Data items
□ □ □ □ □

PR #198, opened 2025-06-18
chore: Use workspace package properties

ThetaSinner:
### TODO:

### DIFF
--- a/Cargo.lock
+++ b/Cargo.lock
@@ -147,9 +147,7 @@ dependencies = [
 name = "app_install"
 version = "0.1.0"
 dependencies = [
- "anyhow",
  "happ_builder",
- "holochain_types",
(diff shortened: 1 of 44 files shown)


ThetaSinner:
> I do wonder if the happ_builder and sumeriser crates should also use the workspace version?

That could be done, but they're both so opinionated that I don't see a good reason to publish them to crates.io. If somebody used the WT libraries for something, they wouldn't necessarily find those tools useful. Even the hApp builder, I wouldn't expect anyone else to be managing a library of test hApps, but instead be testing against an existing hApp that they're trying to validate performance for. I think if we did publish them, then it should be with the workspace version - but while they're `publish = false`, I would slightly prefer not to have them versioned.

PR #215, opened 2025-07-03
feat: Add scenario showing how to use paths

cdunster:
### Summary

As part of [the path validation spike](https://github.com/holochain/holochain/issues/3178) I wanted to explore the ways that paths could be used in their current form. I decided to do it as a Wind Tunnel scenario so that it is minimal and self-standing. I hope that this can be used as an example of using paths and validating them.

□ □ □ □ □

## ABOUT THIS TASK
I would like the records restated exactly, with every line intact.

## RESULT OF THE TASK
PR #198, opened 2025-06-18
chore: Use workspace package properties

ThetaSinner:
### TODO:

### DIFF
--- a/Cargo.lock
+++ b/Cargo.lock
@@ -147,9 +147,7 @@ dependencies = [
 name = "app_install"
 version = "0.1.0"
 dependencies = [
- "anyhow",
  "happ_builder",
- "holochain_types",
(diff shortened: 1 of 44 files shown)


ThetaSinner:
> I do wonder if the happ_builder and sumeriser crates should also use the workspace version?

That could be done, but they're both so opinionated that I don't see a good reason to publish them to crates.io. If somebody used the WT libraries for something, they wouldn't necessarily find those tools useful. Even the hApp builder, I wouldn't expect anyone else to be managing a library of test hApps, but instead be testing against an existing hApp that they're trying to validate performance for. I think if we did publish them, then it should be with the workspace version - but while they're `publish = false`, I would slightly prefer not to have them versioned.

PR #215, opened 2025-07-03
feat: Add scenario showing how to use paths

cdunster:
### Summary

As part of [the path validation spike](https://github.com/holochain/holochain/issues/3178) I wanted to explore the ways that paths could be used in their current form. I decided to do it as a Wind Tunnel scenario so that it is minimal and self-standing. I hope that this can be used as an example of using paths and validating them.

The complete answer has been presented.